The Management Committee shall be established within sixty (60) calendar days from the date of entry into force of this agreement and at its first meeting shall establish its rules of procedure.
1. Delegations of both Contracting Parties shall be chaired by the representative that each designate.
2. The Management Committee shall convene in regular session at least once a year in place and date as may be determined by mutual agreement and in special session, when the signatory parties, prior consultations, so agree.

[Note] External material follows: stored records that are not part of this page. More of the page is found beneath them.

PR #699, opened 2021-02-17
Adding Github Actions to JWQL

mfixstsci:
Adding github actions template with python 3.8. I plan on extending to python 3.7 and updating build matrix to loop through files to perform unit testing.


mfixstsci:
I currently have a successful build using github actions for JWQL. The most recent build can be seen here:

https://github.com/mfixstsci/jwql/actions/runs/579307416

One of the reasons I had to rearrange all of the imports in the tests and skip a majority of them is because we don't have access to central store for the monitor tests nor the development server for the web tests. Any imports/use of `get_config` in the monitors/tests would immediately stop the builds, which a majority of the monitors use. We skipped a lot of the tests prior to this PR but I am assuming the tests that I had to doctor to get github actions to pass were some that got through the cracks because Jenkins is able to access certain private facing parts of STScI's filesystem.

To Do's Before Merging
------------------------
- Pep8 Compliance
- Fix pytest skip comments
- Squash testing commits

mfixstsci:
@bourque this one is ready to go, there is a conflict because I removed the `Jenkinsfile` but that is expected :sweat_smile:

jwql/tests/test_api_views.py
```diff
@@ -73,6 +74,7 @@
     urls.append('api/{}/thumbnails/'.format(rootname))  # thumbnails_by_rootname
 
 
+@skipIf(ON_GITHUB_ACTIONS, "Can't access webpage without VPN access")
```
bourque, line 77: Could this be changed to use `@pytest.mark.skipif()` instead of `unittest.skipIf()`? Just so that we are not adding another dependency if we don't have to?

jwql/tests/test_bad_pixel_monitor.py
```diff
@@ -23,20 +23,18 @@
...
-
-if not ON_JENKINS:
+ON_GITHUB_ACTIONS = '/home/runner' in os.path.expanduser('~')
+
+if not ON_GITHUB_ACTIONS:
+    from jwql.database.database_interface import NIRCamBadPixelQueryHistory, NIRCamBadPixelStats
+    from jwql.database.database_interface import NIRISSBadPixelQueryHistory, NIRISSBadPixelStats
+    from jwql.database.database_interface import MIRIBadPixelQueryHistory, MIRIBadPixelStats
+    from jwql.database.database_interface import NIRSpecBadPixelQueryHistory, NIRSpecBadPixelStats
+    from jwql.database.database_interface import FGSBadPixelQueryHistory, FGSBadPixelStats
```
bourque, line 33: Is there a reason why these imports need to be under the `if not ON_GITHUB_ACTIONS` conditional?

jwql/tests/test_bad_pixel_monitor.py
```diff
@@ -23,20 +23,18 @@
...
     from jwql.instrument_monitors.common_monitors import bad_pixel_monitor
 
 
-@pytest.mark.skipif(ON_JENKINS, reason='Jenkins server currently unable to import jwst_reffiles')
+@pytest.mark.skipif(ON_GITHUB_ACTIONS, reason='Github Actions server currently unable to import jwst_reffiles')
```
bourque, line 37: Things have changed since we first wrote this, and `jwst_reffiles` is now `pip` installable and should be part of the nominal 3.7 and 3.8 environments, so perhaps these can be removed.  It would be a good thing to test out.

jwql/tests/test_pipeline_tools.py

The Management Committee shall adopt its decisions by agreement of the Parties. for the purposes of this article, the Commission manager has taken a decision by consensus on a matter submitted for its consideration if none of the parties formally objected to the adoption of the decision, without prejudice to the settlement of disputes.
Article 38.
Administering the Committee shall have the following functions:
a) To ensure compliance with the provisions of this Agreement and its Additional Protocols and Annexes;
b) In each case to determine the modalities and timeframe within which it shall carry out negotiations aimed at the realization of the objectives of this Agreement, it may establish working groups to this end;
c) Periodically evaluate the progress of the programme of trade liberalization and the general functioning of this Agreement;
d) Further agreement, including accelerating the trade liberalization agenda for any product or group of products, by mutual agreement, the parties agree;
e) Contribute to the settlement of disputes and conduct negotiations envisaged in accordance with Title IX;
f) To monitor the implementation of trade disciplines agreed between the parties, such as rules of origin, safeguard clauses, competition and unfair trade practices;
g) Modify the rules of origin and establish or amend specific requirements;
h) Where appropriate, establish procedures for the implementation of the trade disciplines under this Agreement and recommend to the parties any amendments to such disciplines;
i) Establish appropriate mechanisms for the exchange of information on national legislation in accordance with article 16 of this Agreement;
j) To convene the parties to comply with the objectives and provisions set out in annex VIII to this agreement on technical regulations and standards and set out in annex IX on sanitary and phytosanitary measures;
k) Exchange information on the negotiations that the parties undertake to conclude agreements with third countries not provided for in the Montevideo Treaty 1980;
l) Comply with the other tasks entrusted to the Commission by the administering under the provisions of this agreement, their Additional Protocols and other instruments signed in its area, or by the signatory parties;
m) In its rules of procedure the establishment of bilateral consultations between the parties on matters covered by this Agreement;
n) To determine the terms of reference for the fees of arbitrators referred to the settlement of disputes.
Article 39.
As from the date of entry into force of this Agreement, the Signatory Parties hereby terminate the negotiated tariff preferences and the regulatory aspects related thereto, contained in the Partial Scope Economic Complementation Agreements Nº 39 and Nº 48 and the Partial Scope Renegotiation Agreements Nº 20 and Nº 33 and their respective Protocols subscribed within the framework of the 1980 Treaty of Montevideo. However, the provisions of such Agreements and their Protocols that are not incompatible with this Agreement shall remain in force, when they refer to matters not included in this Agreement.